GRAPELOADER Malware
The Russian state-supported hacking group APT29, also known as Cozy Bear or Midnight Blizzard, has launched a new phishing campaign targeting diplomatic entities across Europe. This campaign employs a reworked version of the WINELOADER Backdoor and a newly discovered malware loader, GRAPELOADER. The attackers use convincing email lures to trick recipients into executing a threatening ZIP archive disguised as an invitation to a wine-tasting event.
Table of Contents
Meet this Malware: GRAPELOADER and WINELOADER
While WINELOADER acts as a modular backdoor in the later stages of infection, GRAPELOADER is the tool of choice for the initial stage. GRAPELOADER handles:
- System fingerprinting
- Persistence via Windows Registry modifications
- Payload delivery to infected hosts
Once the persistence of GRAPELOADER is achieved, the malware enters an endless loop, reaching out to its Command-and-Control (C2) server every 60 seconds. During its initial communication, it gathers key system details such as the UserName, ComputerName, ProcessName and ProcessPID. This information is packaged along with a hardcoded 64-character hexadecimal string—likely serving as a campaign or version identifier—and transmitted to the C2 server through an HTTPS POST request.
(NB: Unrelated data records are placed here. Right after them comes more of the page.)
PR #782, opened 2013-11-05
cpufreq additions

xdel:


xdel:
Depends on https://review.openstack.org/#/c/55526/

PR #785, opened 2013-11-06
FIX: neutron plugin configs order additional fix

xenolog:


xenolog:
tested on centos/simple/GRE

PR #578, opened 2019-09-05
Added empty state to DataView

deamme:
## Preview
Empty state


dizzypaty:
Hey @deamme, the design above is meant for the 'No results found' state when users perform a search and no data matches their criteria. We do have designs for a generic a dataView empty state (not sure if part of the aragonUI component yet) where the copy can be customized to reflect the data type, in this case 'No orders yet'. It's on the Fundraising [Figma file](https://www.figma.com/file/bztwrkbhMwtEu4ARgpAdQy/Fundraising-project?node-id=94%3A77) on the Presale UI page. 

FUNDRAISING - Orders 01

deamme:
@dizzypaty The shown preview is only a custom placeholder. The default placeholder is the same illustration with the following text: "No entries found".

devbox/apps/DataView.js
```diff
@@ -115,7 +116,40 @@ function SortingDemo(props) {
...
+      css={`
+        font-size: 28px;
+        margin-top: 1rem;
+      `}
+    >
+      No results found.
+    </p>
+    <p>
+      We can’t find any item matching your search query.{' '}
+      <a css="color: blue;">Clear search</a>
```
bpierre: We could use [`theme.link`](https://github.com/aragon/aragon-ui/blob/newstyle/src/theme/theme-light.js#L70) here.

src/components/DataView/DataView.js
```diff
@@ -282,36 +295,164 @@ const DataView = React.memo(function DataView({
...
+                  />{' '}
+                  Loading data...
+                </p>
+              ))}
+
+            {status === 'empty-filters' && (
+              <>
+                <p
+                  css={`
+                    font-size: 28px;
```
bpierre: Not exactly the same size (26 vs. 28), but we should probably use a text style anyway:

```suggestion
                    ${textStyle('title2')};
```

src/components/DataView/README.md
```diff
@@ -290,3 +290,51 @@ Renders the label used to indicate the current selection. If not provided, “X
...
+
+Can be `default`, `loading`, `empty-filters` and `empty-search`. The correct illustration and text styles are used depending on the status.
+
+### statusEmpty
+
+| Type     | Default value |
+| -------- | ------------- |
+| `Node`   | None          |
+
+If you want to customize the `default` status content.
```
bpierre:
```suggestion
If you want to customize the `default` status content. This status is visible when there are no items.
```

src/components/DataView/DataView.js
```diff
@@ -282,36 +295,164 @@ const DataView = React.memo(function DataView({
...
+                    {'We can’t find any item matching your filter selection. '}
+                    <a
+                      css={`
+                        color: ${theme.link};
+                        &:hover {
+                          cursor: pointer;
+                        }
+                      `}
+                      onClick={onStatusEmptyClear}
+                    >
```
bpierre: We can use `<Link />` for these now :-)

src/components/DataView/DataView.js
```diff
@@ -282,36 +295,164 @@ const DataView = React.memo(function DataView({
...
+                    display: flex;
+                    align-items: center;
+                  `}
+                >
+                  <LoadingRing
+                    css={`
+                      margin-right: ${2 * GU}px;
+                    `}
+                  />{' '}
+                  Loading data...
```
bpierre:
```suggestion
                  Loading data…
```

src/components/DataView/DataView.js
```diff
@@ -282,36 +295,164 @@ const DataView = React.memo(function DataView({
...
+            onSelect={toggleEntrySelect}
+            onSelectAll={selectAll}
+            renderSelectionCount={renderSelectionCount}
+            rowHeight={tableRowHeight}
+            selectable={canSelect}
+            selectedCount={selectedIndexes.length}
+          />
+        ))}
+
+      {emptyEntries && (
```
bpierre: I was wondering if it would make sense to always display the empty state when `status=loading`, even when there are entries… but maybe it’s better to do it like you did, so that all the empty states work the same way (= only displayed when there are no entries). :+1:

src/components/DataView/DataView.js
```diff
@@ -282,36 +295,164 @@ const DataView = React.memo(function DataView({
...
+            align-items: center;
+          `}
+        >
+          <div
+            css={`
+              width: ${31 * GU}px;
+              text-align: center;
+            `}
+          >
+            {(!status || status === 'default' || status === 'loading') && (
```
bpierre: We could set `status=default` in the `defaultProps`, so that we don’t have to deal with `!status`.

src/components/DataView/DataView.js
```diff
@@ -282,36 +295,164 @@ const DataView = React.memo(function DataView({
...
+                  </p>
+                )}
+              </>
+            )}
+
+            {status === 'empty-search' && (
+              <>
+                <p
+                  css={`
+                    font-size: 28px;
```
bpierre:
```suggestion
                    ${textStyle('title2')};
```

src/components/DataView/DataView.js
```diff
@@ -282,36 +295,164 @@ const DataView = React.memo(function DataView({
...
+                    margin-top: ${2 * GU}px;
+                  `}
+                >
+                  No results found.
+                </p>
+                {statusEmptySearch || (
+                  <p>
+                    {'We can’t find any item matching your search query. '}
+                    <a
```
bpierre: `<Link />` can be used here too.

src/components/DataView/DataView.js
deamme: Hmm, you might run into this use case

src/components/DataView/DataView.js
deamme: Ahh, yes 👍

src/components/DataView/DataView.js
deamme: Let's leave it for now tho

Despite their different roles, both tools share similar code structures and employ advanced obfuscation techniques, including string encryption and runtime API resolving. GRAPELOADER is considered a more stealthy successor to ROOTSAW, an older HTA downloader.
Tactical Deception: From Wine-Tasting Lures to Malware Execution
The phishing emails, originating from the domains bakenhof.com and silry.com, impersonate a European Ministry of Foreign Affairs and invite recipients to a fake wine-tasting event. The attached ZIP archive, wine.zip, contains three key files:
- AppvIsvSubsystems64.dll – A dependency used for DLL sideloading
- wine.exe – A legitimate PowerPoint executable exploited to launch malware
- ppcore.dll – The malicious DLL (GRAPELOADER) launched through sideloading
Once executed, the malware ensures persistence by modifying the registry to run wine.exe on every system boot.
A Wider Net: Beyond Europe’s Borders
The campaign primarily targets European Ministries of Foreign Affairs and embassies. However, evidence suggests that diplomatic personnel stationed in the Middle East may also be in the crosshairs. Researchers noted that GRAPELOADER not only exfiltrates system data to an external server but also paves the way for delivering WINELOADER as the primary payload. Updated versions of WINELOADER with matching compilation timestamps have surfaced, further tying the malware family together.
Conclusion: GRAPELOADER’s Role in APT29’s Arsenal
By replacing older tools with GRAPELOADER, APT29 showcases its continuous innovation in cyber espionage. This campaign exemplifies how sophisticated social engineering, coupled with stealthy malware design, remains a potent strategy for infiltrating high-value government targets.